We will use a local search approach to pairwise PPI network alignment in a manner similar to 2-Opt

as follows: when given a maximum weighted bipartite matching M∗ in G = (X ∪ Y,E), we define a subset

preferY (x) for each x ∈ X, which consists of the c highest-weighted neighbors of x in Y (where the weight

of a neighbor of x is given by its sequence similarity to x). Similarly, for every y ∈ Y , a vertex subset

preferX(y) ⊆ X is similarly defined to consist of the c highest-weighted neighbors of y in X. Here, c is

some relatively small integer chosen ahead of time. It can be shown20 that c = 20 suffices for most practical

applications.

Our aim is to repeatedly find a candidate e′ = (u, v), v ∈ preferY (x), u ∈ preferX(y) to swap with

e = (x, y), where e, e′ ∈ M∗, such that the weight of the new matching, w((M∗ \ {e, e′}) ∪ {e1, e2}), where

e1 = (x, v) and e2 = (u, y) are the edges obtained by swapping e and e′, is higher than w(M∗).

Just as in IsoRank,5 we seek to maximize an objective function consisting of two terms, one accounting

for sequence similarity between the proteins that get matched to each other, and the other one, for the

number of interactions preserved by the matching.

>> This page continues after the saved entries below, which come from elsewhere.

Issue #293, opened 2019-08-29
Requests migration story


florimondmanca:
I know that Requests compatibility is an important feature that HTTPX aims at providing. I was thinking about this and had a couple of ideas relative to having people migrating from Requests to HTTPX.

1 - **Migration guide**. If I was a user thinking of doing the migration, I'd be looking for a migration guide. It should be prominently placed on the project home page, explain the various steps to follow, and highlight key points to pay attention to (e.g. API differences and missing/replaced features). I think we already capture part of this [here](https://www.encode.io/httpx/compatibility/).

2 - **Migration QA**. To ensure that our API is *actually* Requests-compatible (at least on a basic level), we could just *test it*. For example, ensure that a simple requests-based test suite keeps passing if we search/replace `requests` with `httpx`.

3 - **Automated migration**. Pushing the idea further, we could provide some kind of tool to *automatically* upgrade code from Requests to HTTPX. (Being familiar with the Angular ecosystem, I remember that [rxjs-5-to-6-migrate](https://github.com/ReactiveX/rxjs-tslint#migration-to-rxjs-6) has made the switch from RxJS v5 to RxJS v6 much easier, and I'm sure it resulted in increased adoption overall.) I'm not sure how relevant and how much impact this will have, but I'd be interested in experimenting with this (seems like an interesting opportunity to play with the AST module or a tool like [Bowler](https://pybowler.io/)? 😄).

Mostly opening this to capture these ideas, not sure where this will go. Any thoughts much welcome!

florimondmanca:
Lemme drop this here @sethmlarson 🙃 https://twitter.com/sethmlarson/status/1174396408276955137?s=21

sethmlarson:
That'd be a true 💪 flex if I ever saw one.

yeraydiazdiaz:
Big 👍 from me.

I'm still unclear on how `httpx` would work on multithreading/multiprocessing situations though given that we use `run_in_executor` for our sync story. If I recall correctly libraries like [elasticsearch-py](https://elasticsearch-py.readthedocs.io/en/master/helpers.html) are heavily based on threading/processing solutions. Maybe it's worth investigating separately?

florimondmanca:
Closing this as I think we've got a fairly comprehensive Requests compatibility guide now, and anything more definitely won't fit in anyone's time table I believe. :-)

PR #298, opened 2019-08-30
Requests compatibility study

florimondmanca:
Refs #293 

Approach:

- Copy-paste [test_requests.py#TestRequests](https://github.com/psf/requests/blob/master/tests/test_requests.py), which tests the main Requests(2) API.
- Run it through Black and fix things so that the tests "compile" (i.e. pytest can run them although they fail/error) - this is the 1st commit.
- Review tests (see diff in the 2nd commit):
  - `skip` tests that aren't relevant for HTTPX (e.g. request building).
  - Edit tests with the HTTPX equivalent APIs if we offer the same functionality (this provides hints on migration steps from Requests to HTTPX and things that could break. Hint: *most of what's not not in the high-level `requests.get/post/etc` API*).
  - `xfail` tests that showcase a functional incompatibility.

Notes:

- A passing test does **not** mean that we're compatible out of the box — I may have edited the test to either suit the HTTPX API, or get rid of irrelevant Requests-only testing details. Either way, the **diff** of these tests is what provides information, more than the fact it's passing.
- The main `httpx.[...]` API seems top-notch compatible so far.
- There's a lot of test edition associated to the fact we `.prepare()` the request by default, while Requests does not.
- Compatibility with the redirect API (`response.history` in particular) is pretty good.
- Cookies behavior is very close too!
- HTTP Basic Auth is *almost* 100% compatible, only the validation of `username` and `password` remains.
- Our handling of POST `data` is mostly right, but there are a few bugs.
- The `files` attribute isn't validated (favors #122).
- Requests tested netrc via monkey-patching — HTTPX doesn't allow that so I replaced the test to basically do what we do in our own tests (setting the environment variable pointing at a local (but this time generated) `.netrc` file).
- This suite includes tests for HTTP proxies and Digest Auth (which have been xfailed for now).
- I'm having issues with some SSL-related tests not being able to find a certificate bundle. Maybe Requests has some special test setup to cover this — will need to investigate a bit.
- Seems we aren't supporting `response.ok`. I remember seeing a conversation explaining the decision but I couldn't find it.
- HTTPX uses `request.content` instead of `request.body` — should we consider providing a `body` alias for compatibility?
- Should `URL` be comparable with plain strings, as in `URL("http://example.com") == "http://example.com"`, to ease comparing `request.url`/`response.url` without having to `str()` them?


tests/test_requests_compat.py
```diff
@@ -0,0 +1,2049 @@
...
+    def test_params_original_order_is_preserved_by_default(self):
+        param_ordered_dict = collections.OrderedDict(
+            (("z", 1), ("a", 1), ("k", 1), ("d", 1))
+        )
+        request = requests.Request(
+            "GET", "http://example.com/", params=param_ordered_dict
+        )
+        assert request.url == "http://example.com/?z=1&a=1&k=1&d=1"
+
+    @pytest.mark.xfail(reason="HTTPX doesn't support bytes-typed 'params' yet")
```
sethmlarson: Interesting! I didn't even know this was a supported case for Requests :) Should we support it too?

tests/test_requests_compat.py
```diff
@@ -0,0 +1,2049 @@
...
+            httpbin("redirect-to"),
+            data=io.BytesIO(byte_str),
+            params={"url": "post", "status_code": 307},
+        )
+        assert r.status_code == 200
+        assert r.history[0].status_code == 307
+        assert r.history[0].is_redirect
+        assert r.json()["data"] == byte_str.decode("utf-8")
+
+    @pytest.mark.xfail(
```
sethmlarson: Was there a reason this number was chosen over 20? Both are huge :) @tomchristie

tests/test_requests_compat.py
```diff
@@ -0,0 +1,2049 @@
...
+        # Session cookie should not be modified
+        assert s.cookies["foo"] == "bar"
+
+    def test_request_cookies_not_persisted(self, httpbin):
+        s = requests.session()
+        s.get(httpbin("cookies"), cookies={"foo": "baz"})
+        # Sending a request with cookies should not add cookies to the session
+        assert not s.cookies
+
+    @pytest.mark.xfail(reason="cookies object are different instances (but == would work)")
```
sethmlarson: Hmm... is there any value in the cookiejars being the same instance?

florimondmanca: Dunno. For now I’m doing this work pretty systematically. We can then go over the xfails and decide whether it’s a use case we want to support to/if it has value at all. :)

tests/test_requests_compat.py
tomchristie: I'm not clear from the context what we're talking about here?

tomchristie:
*Really* neat idea - nice one!

tests/test_requests_compat.py
sethmlarson: Sorry, was meant to be placed on a comment about the maximum number of redirects allowed being 30 instead of 20.

tomchristie: Not sure. 20 seems reasonable given this: https://stackoverflow.com/questions/9384474/in-chrome-how-many-redirects-are-too-many

florimondmanca:
Second pass is up — I'm at 50% in — and I updated the notes in the PR description.

It seems the amount of bugs or missing bits of API we're going to uncover with this is tremendous. It will definitely be worthwhile to go through each test and see whether we need to take action on the HTTPX side. :)

tests/test_requests_compat.py
florimondmanca: Refactored this to skip the `is` check — I figured what we really tested there was whether cookies were sent correctly.

StephenBrown2:
This is great work! Could we add `-rxXs` to the [noxfile](https://github.com/encode/httpx/blob/master/noxfile.py#L41) to see the [summary info on xfailed, xpassed, and skipped tests](https://docs.pytest.org/en/latest/skipping.html)?

sethmlarson:
I've been wanting to revamp our certificate bundles with the "bad" TLS certificate / errors but you might be running into an issue with not pinning pytest-httpbin. They checked their cert with the latest version.

florimondmanca:
@sethmlarson Thanks for the heads up. I can pin `pytest-httpbin` to >=1.0 — would you recommend any upper bound other than 2.0?

florimondmanca:
Alright, I'm done reworking all these tests. :tada:

Based on your available time, feel free to go through each test one by one, and please comment on whether the comments I've made make sense to you, and whether there's any action that might be worth taking (e.g. opening new bug reports or feature requests). 😄

tests/compat/test_requests.py
```diff
@@ -0,0 +1,2285 @@
...
+        exception. Otherwise, multiple headers are created from single string.
+        """
+        headers_ret = {"foo": "bar\r\nbaz: qux"}
+        headers_lf = {"foo": "bar\nbaz: qux"}
+        headers_cr = {"foo": "bar\rbaz: qux"}
+
+        # Test for newline
+        with pytest.raises(InvalidHeader):
+            r = requests.get(httpbin("get"), headers=headers_ret)
+        # Test
```
sethmlarson: There isn't a .stream() on sync responses?

sethmlarson: This is a bug, since it's possible to know the size of the request body via .tell() we should be setting a content length header.

tests/compat/test_requests.py
```diff
@@ -0,0 +1,2285 @@
...
+        r.raw = io.BytesIO(b"the content")
+        chunks = r.iter_content(None)
+        assert list(chunks) == [b"the content"]
+
+        r = requests.Response()
+        r.raw = io.BytesIO(b"the content")
+        with pytest.raises(TypeError):
+            chunks = r.iter_content("1024")
+
+    @pytest.mark.xfail(
```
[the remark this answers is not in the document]
tomchristie: The condition for this is presuamably that we only want to support pickling responses that have been closed, right? (We can't serialize stuff if it's stull attached to some I/O.)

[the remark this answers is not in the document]
sethmlarson: Yup! We should be able to pickle responses that are all loaded into memory.

tests/compat/test_requests.py
```diff
@@ -0,0 +1,2285 @@
...
+        ses.headers["First"] = "1"
+        ses.headers["Second"] = "2"
+        headers = collections.OrderedDict([("Third", "3"), ("Fourth", "4")])
+        headers["Fifth"] = "5"
+        headers["Second"] = "222"
+        resp = ses.get(httpbin("get"), headers=headers)
+        items = list(resp.request.headers.items())
+
+        # Remove headers automatically added by HTTPX.
+        while items[0][0] != "accept-encoding":
```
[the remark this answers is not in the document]
florimondmanca: Not sure — *if* the test case should pass (e.g. order is preserved), then all headers in the list before the first one we added (`Accept-Encoding`) can be removed, so that we're only left with the ones we want to check the order of. Besides I don't think we want to couple this with other HTTPX's behavior.

tests/compat/test_requests.py
```diff
@@ -0,0 +1,2285 @@
...
+            requests.get(httpbin_secure(), cert=(".", INVALID_PATH))
+        assert str(
+            e.value
+        ) == "Could not find the TLS key file, invalid path: {}".format(INVALID_PATH)
+
+    def test_http_with_certificate(self, httpbin):
+        r = requests.get(httpbin(), cert=".")
+        assert r.status_code == 200
+
+    @pytest.mark.xfail(reason="HTTPX does not emit such warnings - probably should?")
```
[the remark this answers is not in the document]
florimondmanca: So should we `.skip()` this test then?

tests/compat/test_requests.py
```diff
@@ -0,0 +1,2285 @@
...
+            "status": "200 OK",
+            "vary": "Accept",
+            "x-content-type-options": "nosniff",
+            "x-github-media-type": "github.beta",
+            "x-ratelimit-limit": "60",
+            "x-ratelimit-remaining": "57",
+        }
+        assert r.links["next"]["rel"] == "next"
+
+    @pytest.mark.xfail(reason="Cookies.set() doesn't have 'secure' and 'rest' options")
```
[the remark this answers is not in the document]
florimondmanca: Not a bug, but probably a missing feature? I'll mark it as a bug though.

tests/compat/test_requests.py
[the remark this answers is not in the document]
florimondmanca: I'm not sure GitHub is showing me the line you initially intended this comment to be at? (Same for the other 2 comments below)

florimondmanca: Yup, didn't realize there was one. Thinking of `test_manual_redirect_with_partial_body_read`,  I'm not sure how to deal with the `resolve_redirects()` API that we're missing. The `call_next()` that we set on responses is async, and I don't know if we can propagate the `stream` option there (or if it does so automatically).

tests/compat/test_requests.py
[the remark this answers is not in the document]
sethmlarson: Definitely!

tests/compat/test_requests.py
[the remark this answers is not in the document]
sethmlarson: You're right, let's leave as-is.

florimondmanca:
So, I think I need to take a more bite-sized approach to this PR. This PR is just too big. I don't even want to rework it to add all the nice edit comments and all, and I'm pretty sure it's a pain to review as well.

The organization of tests within Requests' own test suite is not easy to work with, because it puts everything in a single `TestRequests` class. Yet, the tests *are* grouped in logical groups (e.g. testing cookies, testing POST data, etc).

So I'm thinking of starting with identifying some groups of tests, add the first one in an isolated PR, and work my way up from there. Does that sound reasonable?

I'll close this and move on to a `transfer-encoding: chunked` approach. :wink:

StephenBrown2:
Sounds good. Definitely keep the `tests/requests_compat/test_*` structure, and group the tests in classes or not, but definitely [split out by file](https://docs.pytest.org/en/latest/goodpractices.html#tests-outside-application-code). Godspeed!

sethmlarson:
I'm surprised it took this long for an HTTP pun to show up in this issue tracker. ;)

PR #300, opened 2019-08-31
Add server.url property in tests

### LINKED ISSUE #288: Add server.url property in tests
We are defining the URL to the uvicorn server that's running during our tests in lots of place, e.g.:

```python
# tests/client/test_async_client.py

async def test_get(server, backend):
    url = "http://127.0.0.1:8000/"
    async with httpx.AsyncClient(backend=backend) as client:
        response = await client.get(url)
    # ...

async def test_raise_for_status(server, backend):
    async with httpx.AsyncClient(backend=backend) as client:
        for status_code in (200, 400, 404, 500, 505):
            response = await client.request(
                "GET", f"http://127.0.0.1:8000/status/{status_code}"
            )
        # ...
```

As suggested by @sethmlarson in https://github.com/encode/httpx/pull/276#issuecomment-525445494, it would be better to use a `URL` property on the `server` provided by the `server` and `https_server` fixtures instead. This way, we can change the root URL in one place (close to wherre the server is actually defined), while being able to build child URLs using `server.url.copy_with(path="/echo")`.

This can probably be done by creating and using a uvicorn `Server` subclass with the `URL` instance set as a class attribute.

theruziev:
Fixes #288

### DIFF
--- a/tests/conftest.py
+++ b/tests/conftest.py
@@ -12,7 +12,7 @@ from cryptography.hazmat.primitives.serialization import (
 from uvicorn.config import Config
 from uvicorn.main import Server
 
-from httpx import AsyncioBackend
+from httpx import URL, AsyncioBackend
 
 
 @pytest.fixture(params=[pytest.param(AsyncioBackend, marks=pytest.mark.asyncio)])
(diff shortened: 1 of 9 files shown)


tests/conftest.py
```diff
@@ -145,9 +145,13 @@ def install_signal_handlers(self) -> None:
             loop.create_task(super().serve(sockets=sockets)),
             loop.create_task(self.watch_restarts()),
         }
-
         await asyncio.wait(tasks)
 
+    @property
+    def url(self) -> URL:
+        protocol = "https" if self.config.is_ssl else "http"
+        return URL(f"{protocol}://{self.config.host}:{self.config.port}/")
```
florimondmanca: Just a nit: could you consider placing this property at the top of the class? The `serve`,  `restart` and `watch_restarts()` methods are all kind of related in a non-immediately obvious way, so I think it's best to keep them together.

theruziev: Done

tomchristie:
Good stuff!
We could also accept a pull request adding this directly to uvicorn's API itself.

Our search space is the set of all matchings. We use

the parameter α ∈ [0, 1] to control the relative importance of the topology information with respect to the

sequence information. This formulation of the problem is known to be NP-hard, and even APX-hard,16 which

means that it does not admit a polynomial-time approximation scheme unless P = NP. Since the size of

the search space (i.e. the number of possible matchings) grows exponentially with the number of proteins in

each network, we use a local search technique adapted from other NP-hard optimization problems, which is

described in detail in the following section.

3. Algorithmic results

The main idea of our algorithm for the global alignment of pairwise PPI networks is a two-phase approach

to searching for a matching that maximizes our objective function. The special case of our problem with

α = 0 (i.e. one where only sequence information is used) is a variant of the linear assignment problem, which

is that of finding a maximum-weight matching in a bipartite graph.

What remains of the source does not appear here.